PR #10819, opened 2026-05-16
fix(cli): hydrate plugin tools and commands in settings

saoudrizwan:
This PR fixes the production plugin discovery split that showed up after the CLI production plugin loading fix landed in v3.0.4.

The symptom was confusing because the agent runtime could see and use plugin tools, but the Settings Tools tab and `cline config tools` did not show those same plugin tools. That made it look like plugins were partially loaded: asking the agent what tools it had showed `background-terminal` tools, while opening Settings or running `cline config tools` omitted them.

The root cause was that we had two different plugin discovery paths:

1. The agent runtime loads plugins through the sandbox. This is the path that actually gives the model plugin tools.
2. Settings and `cline config tools` listed plugin tools with a separate in-process fake load. That path diverged from the runtime path and did not behave like production plugin execution.

This PR makes Settings and `cline config tools` use sandbox-backed plugin discovery too. That means the UI and CLI config command now list plugin tools from the same loading model the agent runtime uses.

There was a second TUI issue while making plugin discovery visible in Settings. The Tools tab intentionally lazy-loads plugin tools so opening `/settings` does not block on plugin discovery. The loading row could get stuck forever because the effect included `pluginToolsLoading` in its dependency list, then set `pluginToolsLoading` to true. React reran the cleanup for the in-flight request, marked it cancelled, and the resolved plugin list was ignored. This PR removes that self-cancelling dependency so the loading indicator resolves and updates the Tools tab.

Finally, plugin slash commands needed a cleaner treatment. The TUI dropdown should still show plugin slash commands, but loading them on startup must not freeze the input. Previously `createWorkspaceChatCommandHost()` loaded plugins in-process just to discover `registerCommand()` contributions. That is expensive in production because plugin module loading can involve JITI and host package resolution, and doing it in the TUI process blocks interactivity.

This PR changes plugin slash command discovery to use the sandbox-backed plugin loader instead of forcing `mode: "in_process"`. The TUI still passes an async `loadAdditionalSlashCommands` function to the slash command registry, so built-in and workflow slash commands appear immediately, while plugin commands hydrate into the dropdown after the sandbox finishes. The sandbox remains alive so plugin command handlers can run, and it is shut down during interactive cleanup.

The important design decision here is that plugin tools and plugin command metadata should not be discovered through a third, special in-process path. For this bugfix we keep the existing public API and UI shape, but align the discovery path with runtime sandbox loading so production users see the same plugin surfaces the agent can actually use.

Debugging context that motivated this shape:

- Production `cline@3.0.4` could load plugin tools into the agent runtime.
- The same install did not show those plugin tools in Settings or `cline config tools`.
- `cline config plugins` did show the plugin file, so plugin file discovery was not the issue.
- `cline config tools` started listing plugin tools when tool listing moved to sandbox discovery.
- Opening `/settings` stayed responsive after plugin tools were skipped during initial settings load.
- The Tools tab loader then got stuck because of the effect dependency bug described above.
- Plugin slash command loading on startup caused a noticeable TUI freeze because it was an independent in-process plugin load.
- Moving plugin slash command discovery to sandbox-backed async loading preserves dropdown hydration without blocking the TUI process.

### DIFF
--- a/sdk/apps/cli/src/runtime/interactive/config-data.test.ts
+++ b/sdk/apps/cli/src/runtime/interactive/config-data.test.ts
@@ -45,6 +45,30 @@ describe("interactive config data loader", () => {
 		tempRoots.length = 0;
 	});
 
+	async function writeSettingsPlugin(tempRoot: string): Promise<string> {
+		const pluginsDir = join(tempRoot, ".cline", "plugins");
+		await mkdir(pluginsDir, { recursive: true });
+		const pluginPath = join(pluginsDir, "settings-plugin.js");
+		await writeFile(
+			pluginPath,
+			[
+				"export default {",
+				"  name: 'settings-plugin',",
+				"  manifest: { capabilities: ['tools'] },",
+				"  setup(api) {",
+				"    api.registerTool({",
+				"      name: 'settings_plugin_tool',",
+				"      description: 'Settings plugin tool',",
+				"      inputSchema: { type: 'object', properties: {} },",
+				"      execute: async () => 'ok',",
+				"    });",
+				"  },",
+				"};",
+			].join("\n"),
+		);
+		return pluginPath;
+	}
+
 	it("toggles a skill item to the opposite enabled state and refreshes before reload", async () => {
 		const tempRoot = await mkdtemp(join(tmpdir(), "cli-config-data-"));
 		tempRoots.push(tempRoot);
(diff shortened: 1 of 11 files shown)


saoudrizwan:
Adding context on why this PR changes `sdk/packages/core/src/services/plugin-tools.ts`, since at first glance it can look odd that a shared core helper changed for something first noticed in the CLI settings UI.

The key point is that this was not only a client-side rendering bug. `listPluginTools()` is the shared source of truth for "what plugin tools exist?" and it is used by multiple consumers:

- the CLI settings Tools tab
- `cline config tools`
- the core settings service
- the desktop sidecar example
- the exported SDK API through `@cline/core`

Before this PR, `listPluginTools()` used `loadAgentPluginsFromPathsWithDiagnostics()`. That function imports plugin modules in-process via jiti and returns plugin objects. It is useful as a local module loader, but it is not the same loading path the agent runtime uses in production.

The real agent runtime uses `loadSandboxedPlugins()`. That imports the plugin inside the sandbox subprocess, runs setup, records contribution descriptors, and returns host-side proxy extensions for tools, commands, hooks, etc.

That difference gave us two separate truths in production:

```text
agent runtime: plugin tools exist
settings/config: plugin tools do not exist
```

That is exactly what we observed after publishing. The agent prompt could see and use the background-terminal plugin tools, but the Tools tab and `cline config tools` could not list them.

Why `loadAgentPluginsFromPathsWithDiagnostics()` was the wrong primitive for this listing path:

1. It is a different loader than runtime.

In dev, the in-process jiti path works because `bun run dev` has the workspace source tree and local module resolution nearby. In the packaged npm binary, that path has to coordinate jiti, Bun's compiled filesystem, wrapper-installed npm packages, `CLINE_WRAPPER_PATH`, and plugin-local dependencies. We already spent a lot of time proving how fragile that is. The sandbox path is the production runtime path that actually worked for the agent.

2. It made settings/config silently diverge from runtime.

`loadAgentPluginsFromPathsWithDiagnostics()` can return failures while `listPluginTools()` only sees `report.plugins`. So if in-process import fails, settings/config just look empty, even though the runtime sandbox can load the same plugin successfully.

3. Plugin tools are not static metadata today.

A plugin contributes tools by running `setup(api)` and calling `api.registerTool(...)`. There is no manifest-only tool list yet. So any listing implementation must load the plugin and execute setup. Given that requirement, the least surprising implementation is to use the same loading model as runtime.

4. The old fake collection path was incomplete for async setup.

The plugin type allows:

```ts
setup?: (...) => void | Promise<void>
```

The old `collectRegisteredTools()` called `extension.setup(api, ctx)` synchronously and immediately returned the collected array. A valid plugin with async setup could register tools after an await and be missed. The sandbox path awaits setup during initialization and then returns stable contribution descriptors.

What the new code does:

- `listPluginTools()` resolves configured plugin paths as before.
- For each plugin, it calls `loadSandboxedPlugins()` with one path.
- It runs the host-side proxy extension setup with a fake API that only captures `registerTool`.
- It shuts the sandbox down immediately after discovery.
- It keeps the same return shape, sorting, disabled-tool handling, and best-effort behavior.

This does not change actual tool execution. It only makes discovery use the same loader as runtime.

My current read is that `loadAgentPluginsFromPathsWithDiagnostics()` should probably not remain a production contribution-discovery path. It may still be useful for direct module-loading tests, plugin validation, or legacy in-process modes, but for user-visible runtime-adjacent discovery, using it recreates the split that caused this bug.

Longer term, the cleaner fix would be to add static plugin contribution metadata so settings can list tools and commands without running plugin code at all. Until that exists, `listPluginTools()` should follow the runtime sandbox path so settings, `cline config tools`, and the agent agree.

[WHAT YOU NEED TO DO] The entries shown above should be duplicated exactly.

[REPLY]
PR #10819, opened 2026-05-16
fix(cli): hydrate plugin tools and commands in settings

saoudrizwan:
This PR fixes the production plugin discovery split that showed up after the CLI production plugin loading fix landed in v3.0.4.

The symptom was confusing because the agent runtime could see and use plugin tools, but the Settings Tools tab and `cline config tools` did not show those same plugin tools. That made it look like plugins were partially loaded: asking the agent what tools it had showed `background-terminal` tools, while opening Settings or running `cline config tools` omitted them.

The root cause was that we had two different plugin discovery paths:

1. The agent runtime loads plugins through the sandbox. This is the path that actually gives the model plugin tools.
2. Settings and `cline config tools` listed plugin tools with a separate in-process fake load. That path diverged from the runtime path and did not behave like production plugin execution.

This PR makes Settings and `cline config tools` use sandbox-backed plugin discovery too. That means the UI and CLI config command now list plugin tools from the same loading model the agent runtime uses.

There was a second TUI issue while making plugin discovery visible in Settings. The Tools tab intentionally lazy-loads plugin tools so opening `/settings` does not block on plugin discovery. The loading row could get stuck forever because the effect included `pluginToolsLoading` in its dependency list, then set `pluginToolsLoading` to true. React reran the cleanup for the in-flight request, marked it cancelled, and the resolved plugin list was ignored. This PR removes that self-cancelling dependency so the loading indicator resolves and updates the Tools tab.

Finally, plugin slash commands needed a cleaner treatment. The TUI dropdown should still show plugin slash commands, but loading them on startup must not freeze the input. Previously `createWorkspaceChatCommandHost()` loaded plugins in-process just to discover `registerCommand()` contributions. That is expensive in production because plugin module loading can involve JITI and host package resolution, and doing it in the TUI process blocks interactivity.

This PR changes plugin slash command discovery to use the sandbox-backed plugin loader instead of forcing `mode: "in_process"`. The TUI still passes an async `loadAdditionalSlashCommands` function to the slash command registry, so built-in and workflow slash commands appear immediately, while plugin commands hydrate into the dropdown after the sandbox finishes. The sandbox remains alive so plugin command handlers can run, and it is shut down during interactive cleanup.

The important design decision here is that plugin tools and plugin command metadata should not be discovered through a third, special in-process path. For this bugfix we keep the existing public API and UI shape, but align the discovery path with runtime sandbox loading so production users see the same plugin surfaces the agent can actually use.

Debugging context that motivated this shape:

- Production `cline@3.0.4` could load plugin tools into the agent runtime.
- The same install did not show those plugin tools in Settings or `cline config tools`.
- `cline config plugins` did show the plugin file, so plugin file discovery was not the issue.
- `cline config tools` started listing plugin tools when tool listing moved to sandbox discovery.
- Opening `/settings` stayed responsive after plugin tools were skipped during initial settings load.
- The Tools tab loader then got stuck because of the effect dependency bug described above.
- Plugin slash command loading on startup caused a noticeable TUI freeze because it was an independent in-process plugin load.
- Moving plugin slash command discovery to sandbox-backed async loading preserves dropdown hydration without blocking the TUI process.

### DIFF
--- a/sdk/apps/cli/src/runtime/interactive/config-data.test.ts
+++ b/sdk/apps/cli/src/runtime/interactive/config-data.test.ts
@@ -45,6 +45,30 @@ describe("interactive config data loader", () => {
 		tempRoots.length = 0;
 	});
 
+	async function writeSettingsPlugin(tempRoot: string): Promise<string> {
+		const pluginsDir = join(tempRoot, ".cline", "plugins");
+		await mkdir(pluginsDir, { recursive: true });
+		const pluginPath = join(pluginsDir, "settings-plugin.js");
+		await writeFile(
+			pluginPath,
+			[
+				"export default {",
+				"  name: 'settings-plugin',",
+				"  manifest: { capabilities: ['tools'] },",
+				"  setup(api) {",
+				"    api.registerTool({",
+				"      name: 'settings_plugin_tool',",
+				"      description: 'Settings plugin tool',",
+				"      inputSchema: { type: 'object', properties: {} },",
+				"      execute: async () => 'ok',",
+				"    });",
+				"  },",
+				"};",
+			].join("\n"),
+		);
+		return pluginPath;
+	}
+
 	it("toggles a skill item to the opposite enabled state and refreshes before reload", async () => {
 		const tempRoot = await mkdtemp(join(tmpdir(), "cli-config-data-"));
 		tempRoots.push(tempRoot);
(diff shortened: 1 of 11 files shown)


saoudrizwan:
Adding context on why this PR changes `sdk/packages/core/src/services/plugin-tools.ts`, since at first glance it can look odd that a shared core helper changed for something first noticed in the CLI settings UI.

The key point is that this was not only a client-side rendering bug. `listPluginTools()` is the shared source of truth for "what plugin tools exist?" and it is used by multiple consumers:

- the CLI settings Tools tab
- `cline config tools`
- the core settings service
- the desktop sidecar example
- the exported SDK API through `@cline/core`

Before this PR, `listPluginTools()` used `loadAgentPluginsFromPathsWithDiagnostics()`. That function imports plugin modules in-process via jiti and returns plugin objects. It is useful as a local module loader, but it is not the same loading path the agent runtime uses in production.

The real agent runtime uses `loadSandboxedPlugins()`. That imports the plugin inside the sandbox subprocess, runs setup, records contribution descriptors, and returns host-side proxy extensions for tools, commands, hooks, etc.

That difference gave us two separate truths in production:

```text
agent runtime: plugin tools exist
settings/config: plugin tools do not exist
```

That is exactly what we observed after publishing. The agent prompt could see and use the background-terminal plugin tools, but the Tools tab and `cline config tools` could not list them.

Why `loadAgentPluginsFromPathsWithDiagnostics()` was the wrong primitive for this listing path:

1. It is a different loader than runtime.

In dev, the in-process jiti path works because `bun run dev` has the workspace source tree and local module resolution nearby. In the packaged npm binary, that path has to coordinate jiti, Bun's compiled filesystem, wrapper-installed npm packages, `CLINE_WRAPPER_PATH`, and plugin-local dependencies. We already spent a lot of time proving how fragile that is. The sandbox path is the production runtime path that actually worked for the agent.

2. It made settings/config silently diverge from runtime.

`loadAgentPluginsFromPathsWithDiagnostics()` can return failures while `listPluginTools()` only sees `report.plugins`. So if in-process import fails, settings/config just look empty, even though the runtime sandbox can load the same plugin successfully.

3. Plugin tools are not static metadata today.

A plugin contributes tools by running `setup(api)` and calling `api.registerTool(...)`. There is no manifest-only tool list yet. So any listing implementation must load the plugin and execute setup. Given that requirement, the least surprising implementation is to use the same loading model as runtime.

4. The old fake collection path was incomplete for async setup.

The plugin type allows:

```ts
setup?: (...) => void | Promise<void>
```

The old `collectRegisteredTools()` called `extension.setup(api, ctx)` synchronously and immediately returned the collected array. A valid plugin with async setup could register tools after an await and be missed. The sandbox path awaits setup during initialization and then returns stable contribution descriptors.

What the new code does:

- `listPluginTools()` resolves configured plugin paths as before.
- For each plugin, it calls `loadSandboxedPlugins()` with one path.
- It runs the host-side proxy extension setup with a fake API that only captures `registerTool`.
- It shuts the sandbox down immediately after discovery.
- It keeps the same return shape, sorting, disabled-tool handling, and best-effort behavior.

This does not change actual tool execution. It only makes discovery use the same loader as runtime.

My current read is that `loadAgentPluginsFromPathsWithDiagnostics()` should probably not remain a production contribution-discovery path. It may still be useful for direct module-loading tests, plugin validation, or legacy in-process modes, but for user-visible runtime-adjacent discovery, using it recreates the split that caused this bug.

Longer term, the cleaner fix would be to add static plugin contribution metadata so settings can list tools and commands without running plugin code at all. Until that exists, `listPluginTools()` should follow the runtime sandbox path so settings, `cline config tools`, and the agent agree.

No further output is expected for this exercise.